Exercise description:
Word for word, the records below are to be set down again.

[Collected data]
--------------------

PR #3500, opened 2025-03-17
[loading] Remove redundant code:

fbasmaison-lucca:
## Description

The `L` mixin already includes the `block` mixin, but both are called in other mixins, in the same order.

-----


LuccaIntegration:
:woman_cook: https://lucca-front.lucca.tech/PR-3500/storybook

jeremie-lucca (approved):

PR #3547, opened 2025-04-03
[footer] buttons with wrap

vvalentin-lucca:
## Description

Now that text in buttons can be returned to the line, we need to correct some behavior in the footer.

-----

-----

Before:

After:


LuccaIntegration:
:woman_cook: https://lucca-front.lucca.tech/PR-3547/storybook

jeremie-lucca (approved):

PR #3559, opened 2025-04-09
fix(lu-textarea-input): apply autoresize with initial value

g-drouard:
## Description

Textarea input with default value and autoresize doesn't apply autoresize on init.

-----

Add `startWith` on `valueChanges`.

-----


LuccaIntegration:
:woman_cook: https://lucca-front.lucca.tech/PR-3559/storybook

Issue #3587, opened 2025-04-23
[Rich textfield] The input has autofocus


martincadoux:
When loading a view which contains a rich textfield, it automatically receives focus. This can be verified on [Storybook](https://lucca-front.lucca.io/storybook/iframe.html?globals=&id=documentation-forms-fields-richtextinput-angular--basic&viewMode=story).

PR #3596, opened 2025-04-28
fix(rich-text-input): fixed RTE autofocus when value is set programmatically

obraud:
## Description

Fixed RTE autofocus when value is set programmatically (#3587)

-----

* Disabled autofocus when updating rich text input value automatically
* Removed useless field validity handling since it's already handled by `form-field` and `luInput`

-----


LuccaIntegration:
:woman_cook: https://lucca-front.lucca.tech/PR-3596/storybook

PR #3605, opened 2025-04-29
fix(rich-text-input): fixed RTE being marked as touched & dirty when initial value is set

obraud:
## Description

Fixed RTE being marked as touched & dirty when initial value is set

--------------------

Task response:
PR #3500, opened 2025-03-17
[loading] Remove redundant code:

fbasmaison-lucca:
## Description

The `L` mixin already includes the `block` mixin, but both are called in other mixins, in the same order.

-----


LuccaIntegration:
:woman_cook: https://lucca-front.lucca.tech/PR-3500/storybook

jeremie-lucca (approved):

PR #3547, opened 2025-04-03
[footer] buttons with wrap

vvalentin-lucca:
## Description

Now that text in buttons can be returned to the line, we need to correct some behavior in the footer.

-----

-----

Before:

After:


LuccaIntegration:
:woman_cook: https://lucca-front.lucca.tech/PR-3547/storybook

jeremie-lucca (approved):

PR #3559, opened 2025-04-09
fix(lu-textarea-input): apply autoresize with initial value

g-drouard:
## Description

Textarea input with default value and autoresize doesn't apply autoresize on init.

-----

Add `startWith` on `valueChanges`.

-----


LuccaIntegration:
:woman_cook: https://lucca-front.lucca.tech/PR-3559/storybook

Issue #3587, opened 2025-04-23
[Rich textfield] The input has autofocus


martincadoux:
When loading a view which contains a rich textfield, it automatically receives focus. This can be verified on [Storybook](https://lucca-front.lucca.io/storybook/iframe.html?globals=&id=documentation-forms-fields-richtextinput-angular--basic&viewMode=story).

PR #3596, opened 2025-04-28
fix(rich-text-input): fixed RTE autofocus when value is set programmatically

obraud:
## Description

Fixed RTE autofocus when value is set programmatically (#3587)

-----

* Disabled autofocus when updating rich text input value automatically
* Removed useless field validity handling since it's already handled by `form-field` and `luInput`

-----


LuccaIntegration:
:woman_cook: https://lucca-front.lucca.tech/PR-3596/storybook

PR #3605, opened 2025-04-29
fix(rich-text-input): fixed RTE being marked as touched & dirty when initial value is set

obraud:
## Description

Fixed RTE being marked as touched & dirty when initial value is set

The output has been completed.